Section 12.Adjustments upon Changes in Common Stock. (a) Notwithstanding any other provision of this Plan, in the event of any change in the outstanding Common Stock by reason of a stock dividend, recapitalization, spin-off, split-up, combination or exchange of shares or the like that results in a change in the number or kind of shares of Common Stock that were outstanding immediately prior to such event, the aggregate number and kind of shares subject to this Plan, the aggregate number and kind of shares subject to each outstanding option and the exercise price thereof, and the maximum number of shares subject to options that may be granted to any employee in any calendar year, shall be appropriately adjusted by the Board of Directors, whose determination shall be conclusive and binding on all parties. Such adjustment may provide for the elimination of fractional shares that might otherwise be subject to options without payment therefor. Notwithstanding the foregoing, no adjustment shall be made pursuant to this Section 12 if such adjustment (i) would cause this Plan to fail to comply with Section 422 of the Tax Law or with Rule 16b-3 (if applicable to such option), or (ii) would be considered as the adoption of a new plan requiring stockholder approval.
(b) Except as provided below, unless the Administrators shall, in their sole discretion, determine otherwise, upon (i) the dissolution, liquidation or sale of all or substantially all of the business, properties and assets of the Company, (ii) any reorganization, merger or consolidation in which the Company does not survive, (iii) any reorganization, merger, consolidation or exchange of securities in which the Company does survive and any of the Company’s stockholders have the opportunity to receive cash, securities of another corporation and/or other property in exchange for their capital stock of the Company, or (iv) any acquisition by any person or group (as defined in Section 13(d) of the Exchange Act) of beneficial ownership of more than fifty percent (50%) of the Company’s then outstanding shares of Common Stock (other than ownership by Robert G. Brown, William H. Bartels, their respective families, trusts under which either of them is a trustee or beneficiary, and corporations and other entities under their individual or collective control) (each of the events described in clauses (i), (ii), (iii) and (iv) are referred to herein individually as an“Extraordinary Event”), this Plan and each outstanding option shall terminate. In such event each optionee shall have the right to exercise, in whole or in part, any unexpired option or options issued to the optionee, to the extent that said option is then vested and exercisable pursuant to the provisions of said option or options and this Plan within fifteen (15) Business Days of the Company’s giving of written notice to the optionee of such Extraordinary Event.

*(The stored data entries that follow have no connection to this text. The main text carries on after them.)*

PR #29, opened 2016-06-28
incomplete enumeration of mandatory columns

jo-pol:
fixes incomplete documentation
#### When applied it will
- tell the user all DDM columns are required

trivial

Try a split-multi-deposit with or without one of de ddm columns followed with an easy-ingest-flow.

| repo | PR |
| --- | --- |
| easy- | [PR#](PRlink) |

### DIFF
--- a/multi-deposit-instructions.md
+++ b/multi-deposit-instructions.md
@@ -68,7 +68,7 @@ The supported metadata elements are subdivided into the following groups:
 
 The following elements are required: `DC_TITLE`, `DC_DESCRIPTION`, `DCX_CREATOR_*`
 (at least both the subfields `DCX_CREATOR_INITIALS` and `DCX_CREATOR_SURNAME` *or*
-the subfield `DCX_CREATOR_ORGANIZATION`), `DDM_*`.
+the subfield `DCX_CREATOR_ORGANIZATION`), `DDM_CREATED`, `DDM_AUDIENCE`, `DDM_ACCESSRIGHTS`.
 
 ### Semantics of the columns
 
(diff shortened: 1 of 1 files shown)


janvanmansum:
@jo-pol: Just to be sure: have you verified that all the DDM-fields are indeed mandatory?

jo-pol:
I discovered the omission because I I tried a minimal test. We don't have many: `DDM_CREATED`, `DDM_AVAILABLE`, `DDM_AUDIENCE`, `DDM_ACCESSRIGHTS`, `DDM_AUDIENCE`, `DDM_ACCESSRIGHTS`

lindareijnhoudt:
there are 6 fields mandatory in the DDM. 
- description
- title
- creator
- DDM_CREATED, 
- DDM_AUDIENCE, 
- DDM_ACCESSRIGHTS, 

the csv file does not prefix them all with DDM_ though, the title, description and creator are in DC_ and were already mentioned as required elements, so that's ok.

DDM_AVAILABLE is not mandatory, so we do need a list of DDM fields that are required and not a catch-all.

rvanheest:
Is this README change reflected by the code. A.k.a. does SMD complain if you leave out mandatory fields? And is the error message appropriate?

jo-pol:
The error is thrown when ingesting, not by split-multi-deposit. Anyway it is something the user should know. Error handling/reporting is poor on more aspects.

rvanheest:
It is something the user should know, indeed! Preferably as early as possible! So maybe we should consider adding these checks here. Wasn't there an issue in Jira that addresses this?

jo-pol:
You mean [1015](https://drivenbydata.atlassian.net/browse/EASY-1015), it doesn't include these type of checks.

rvanheest:
Then I'd say we should fix it in this PR. We should keep the README consistent with the application's behavior.

PR #32, opened 2016-08-10
(EASY-1106) Add mimetypes for microsoft documents that are not in default java.ne…

lindareijnhoudt:
fixes EASY-1106
#### When applied it will
- Add mimetypes for microsoft documents that are not in default java.net FileNameMap

AddFileMetadataToDepositSpec.scala contains a test for a docx file.


lindareijnhoudt:
i don't understand why this test
"datasetToFileXml" should "produce the xml for all the files" 
still works, even though i added a file to the "reisverslag" directory ...
shouldn't it now show 4 files instead of 3?

janvanmansum:
@lindareijnhoudt The test you are talking about looks in "Roundtrip_MD". You added the file in "Roundtrip".

PR #37, opened 2016-10-11
Removed parts of Javadocs that caused build warnings

janvanmansum:
No JIRA-issue.

The build displayed a lot of warnings because of links in the Javadocs it couldn't create. These links were references to the Java JRE javadocs, Apache commons, etc. I chose the easiest solution: delete those references.

### DIFF
--- a/src/main/scala/nl/knaw/dans/easy/multideposit/package.scala
+++ b/src/main/scala/nl/knaw/dans/easy/multideposit/package.scala
@@ -66,14 +66,14 @@ package object multideposit {
   implicit class StringExtensions(val s: String) extends AnyVal {
     /**
       * Checks whether the `String` is blank
-      * (according to [[org.apache.commons.lang.StringUtils.isBlank]])
+      * (according to org.apache.commons.lang.StringUtils.isBlank)
       *
       * @return
       */
     def isBlank = StringUtils.isBlank(s)
 
     /** Converts a `String` to an `Option[String]`. If the `String` is blank
-      * (according to [[org.apache.commons.lang.StringUtils.isBlank]])
+      * (according to org.apache.commons.lang.StringUtils.isBlank)
       * the empty `Option` is returned, otherwise the `String` is returned
       * wrapped in an `Option`.
       *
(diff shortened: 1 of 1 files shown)


janvanmansum:
@DANS-KNAW/easy for review.

src/main/scala/nl/knaw/dans/easy/multideposit/package.scala
```diff
@@ -124,7 +124,6 @@ package object multideposit {
       * Writes a CharSequence to a file creating the file if it does not exist using the default encoding for the VM.
       *
       * @param data the content to write to the file
-      * @throws IOException in case of an I/O error
```
rvanheest, line 127: I really like to have these `@throws` here to remind us all that these methods can throw. On the other hand, we could also choose to go the other route of wrapping it in `Try`, but that would require some more effort (maybe make a JIRA issue for that?).

src/main/scala/nl/knaw/dans/easy/multideposit/package.scala
```diff
@@ -191,16 +186,13 @@ package object multideposit {
...
       * it is not guaranteed that those operations will succeed.
       * If the modification operation fails, no indication is provided.
       *
       * @param destDir the new directory, must not be ``null``
-      * @throws NullPointerException if source or destination is ``null``
-      * @throws IOException if source or destination is invalid
-      * @throws IOException if an IO error occurs during copying
       */
-    def copyFile(destDir: File) = FileUtils.copyFile(file, destDir)
+    def copyFile(destDir: File): Unit = FileUtils.copyFile(file, destDir)
```
rvanheest: why add a return type here and not in all other functions?

rvanheest (changes requested):
Funny, @lindareijnhoudt and I just ran into this too, this morning... See the 2 comments of mine below.

src/main/scala/nl/knaw/dans/easy/multideposit/package.scala
lindareijnhoudt: i agree. it seems to be a scaladoc bug. i see two options: 
- add a -no-link-warnings to the scaladoc, 
- or remove the throws-clauses from the docs

@janvanmansum has opted for the second one. i've added throws annotations to keep the reference in the code

rvanheest: I think the addition of the annotations makes it kind of equivalent to the original. So definitely 👍 for that!

PR #38, opened 2016-10-17
Easy-1134: Split the path to the datafile correctly

lindareijnhoudt:
fixes EASY-1134
#### When applied it will
- Split the path to the datafile correctly, regardless of directory-names
- Add a unittest for the bug described in EASY-1134


rvanheest (approved):

janvanmansum (approved):
Some of the names in this project are rather confusing, e.g. `xmlPerPath` (`getFileItemxml`?) and `multiDepositDir` (`getDatasetDir`?).

Anyhow, that has no bearing on this issue.

PR #45, opened 2017-02-09
Fix easy 1166

PaulBoon:
fixes EASY-1166

#### When applied it will
* using an extra trailing argument for the datamanager username, it will retrieve the email address 

AddPropertiesToDeposit

run the command with a datamanager that is an active user and an activist and then look into the property files in the bags

### DIFF
--- a/pom.xml
+++ b/pom.xml
@@ -135,6 +135,11 @@
             <plugin>
                 <groupId>com.mycila</groupId>
                 <artifactId>license-maven-plugin</artifactId>
+                <configuration combine.self="override">
+                    <excludes>
+                        <exclude>data/</exclude>
+                    </excludes>
+                </configuration>
             </plugin>
             <plugin>
                 <artifactId>maven-release-plugin</artifactId>
--- a/src/main/scala/nl/knaw/dans/easy/multideposit/CommandLineOptions.scala
+++ b/src/main/scala/nl/knaw/dans/easy/multideposit/CommandLineOptions.scala
@@ -21,7 +21,9 @@ import javax.naming.ldap.InitialLdapContext
 
 import nl.knaw.dans.lib.logging.DebugEnhancedLogging
 import org.apache.commons.configuration.PropertiesConfiguration
-import org.rogach.scallop.{ ScallopConf, ScallopOption }
+import org.rogach.scallop.{ScallopConf, ScallopOption}
+
+import scala.util.{Failure, Success, Try}
 
 object CommandLineOptions extends DebugEnhancedLogging {
 
--- a/src/main/scala/nl/knaw/dans/easy/multideposit/CommandLineOptions.scala
+++ b/src/main/scala/nl/knaw/dans/easy/multideposit/CommandLineOptions.scala
@@ -68,12 +68,15 @@ class ScallopCommandLine(props: PropertiesConfiguration, args: Array[String]) ex
 
   printedName = "easy-split-multi-deposit"
   version(s"$printedName ${Version()}")
+  val description = "Splits a Multi-Deposit into several deposit directories for subsequent ingest into the archive"
+  val synopsis = s"""$printedName.sh [{--springfield-inbox|-s} <dir>] <multi-deposit-dir> <output-deposits-dir> <datamanager>"""
   banner(s"""
-           |Splits a Multi-Deposit into several deposit directories for subsequent ingest into the archive
-           |Utility to process a Multi-Deposit prior to ingestion into the DANS EASY Archive
+           |  $description
+           |  Utility to process a Multi-Deposit prior to ingestion into the DANS EASY Archive
            |
            |Usage:
-           |  $printedName.sh [{--springfield-inbox|-s} <dir>] <multi-deposit-dir> <output-deposits-dir> <datamanager>
+           |
+           |  $synopsis
            |
            |Options:
            |""".stripMargin)
--- a/src/main/scala/nl/knaw/dans/easy/multideposit/CommandLineOptions.scala
+++ b/src/main/scala/nl/knaw/dans/easy/multideposit/CommandLineOptions.scala
@@ -41,6 +41,7 @@ object CommandLineOptions extends DebugEnhancedLogging {
       multidepositDir = opts.multiDepositDir(),
       springfieldInbox = opts.springfieldInbox(),
       outputDepositDir = opts.outputDepositDir(),
+      datamanager = opts.datamanager(),
       ldap = {
         val env = new java.util.Hashtable[String, String]
         env.put(Context.PROVIDER_URL, props.getString("auth.ldap.url"))
@@ -69,7 +70,7 @@ class ScallopCommandLine(props: PropertiesConfiguration, args: Array[String]) ex
            |Utility to process a Multi-Deposit prior to ingestion into the DANS EASY Archive
            |
            |Usage:
-           |  $printedName.sh [{--springfield-inbox|-s} <dir>] <multi-deposit-dir> <output-deposits-dir>
+           |  $printedName.sh [{--springfield-inbox|-s} <dir>] <multi-deposit-dir> <output-deposits-dir> <datamanager>
            |
            |Options:
            |""".stripMargin)
@@ -92,6 +93,11 @@ class ScallopCommandLine(props: PropertiesConfiguration, args: Array[String]) ex
     required = true,
     descr = "A directory in which the deposit directories must be created. "
       + "The deposit directory layout is described in the easy-sword2 documentation")
+
+  val datamanager: ScallopOption[String] = trailArg[String](
+    name = "datamanager",
+    required = true,
+    descr = "The user id of the datamanger (archivist) performing this deposit")
 
   validateFileExists(multiDepositDir)
   validateFileIsDirectory(multiDepositDir)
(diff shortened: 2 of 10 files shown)


pom.xml
```diff
@@ -135,6 +135,11 @@
             <plugin>
                 <groupId>com.mycila</groupId>
                 <artifactId>license-maven-plugin</artifactId>
+                <configuration combine.self="override">
+                    <excludes>
+                        <exclude>data/</exclude>
```
rvanheest, line 140: @janvanmansum we should probably add this to the microservice projects and the archetype as well. @PaulBoon and I experienced problems with the license plugin when we had a `home/` and `data/` folder coming from `debug-reset-apphome.sh` whenever we ran `mvnci`

src/main/scala/nl/knaw/dans/easy/multideposit/CommandLineOptions.scala
```diff
@@ -93,6 +96,11 @@ class ScallopCommandLine(props: PropertiesConfiguration, args: Array[String]) ex
     descr = "A directory in which the deposit directories must be created. "
       + "The deposit directory layout is described in the easy-sword2 documentation")
 
+  val datamanager: ScallopOption[String] = trailArg[String](
+    name = "datamanager",
+    required = true,
+    descr = "The user id of the datamanger (archivist) performing this deposit")
```
rvanheest: 'user id' --> 'username' ???

src/main/scala/nl/knaw/dans/easy/multideposit/actions/AddPropertiesToDeposit.scala
```diff
@@ -66,17 +111,20 @@ object AddPropertiesToDeposit {
       .getOrElse(Failure(ActionException(row, """The column "DEPOSITOR_ID" is not present""")))
   }
 
-  def writeProperties(row: Int, datasetID: DatasetID, dataset: Dataset)(implicit settings: Settings): Try[Unit] = {
-    val props = new Properties
+  def writeProperties(row: Int, datasetID: DatasetID, dataset: Dataset, emailaddress: String)(implicit settings: Settings): Try[Unit] = {
+    val props = new Properties {
+      // Make sure we get sorted output, which is better readable than random
+      override def keys(): util.Enumeration[AnyRef] = Collections.enumeration(new util.TreeSet[Object](super.keySet()))
```
rvanheest: can't you just write these without `util`? If you explicitly want them to indicate that you are talking about a Java class, make it `ju.Enumeration` and `ju.TreeSet`, as is conventional. You do this by adding this line: `import java.{util => ju}`

I like that you create a sorted `Properties` output with this!

src/main/scala/nl/knaw/dans/easy/multideposit/actions/AddPropertiesToDeposit.scala
```diff
@@ -15,33 +15,78 @@
...
 
-  /**
-   * @inheritdoc
-   * Checks whether there is only one unique DEPOSITOR_ID set in the `Dataset` (there can be multiple values but the must all be equal!).
-   * @return `Success` when all preconditions are met, `Failure` otherwise
-   */
-  override def checkPreconditions: Try[Unit] = validateDepositor(row, datasetID, dataset)
+  override def checkPreconditions: Try[Unit] = {
+    List(validateDepositor(row, datasetID, dataset), getDatamanagerMailadres(row))
+        .collectResults.map(_=>())
```
rvanheest: formatting...

src/main/scala/nl/knaw/dans/easy/multideposit/actions/AddPropertiesToDeposit.scala
```diff
@@ -15,33 +15,78 @@
...
+  }
 
-  override def execute(): Try[Unit] = writeProperties(row, datasetID, dataset)
+  override def execute(): Try[Unit] = getDatamanagerMailadres(row).flatMap(email => writeProperties(row, datasetID, dataset, email))
```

(c) Except as otherwise expressly provided in this Plan, the applicable Contract or the optionee’s written employment or consulting or termination contract, the termination of employment of, or the termination of a consulting or other relationship with, an optionee for any reason shall not, unless the Administrators decide otherwise, accelerate or otherwise affect the number of shares with respect to which an option may be exercised;provided,however, that the option may only be exercised with respect to that number of shares which could have been purchased under the option had the option been exercised by the optionee on the date of such termination.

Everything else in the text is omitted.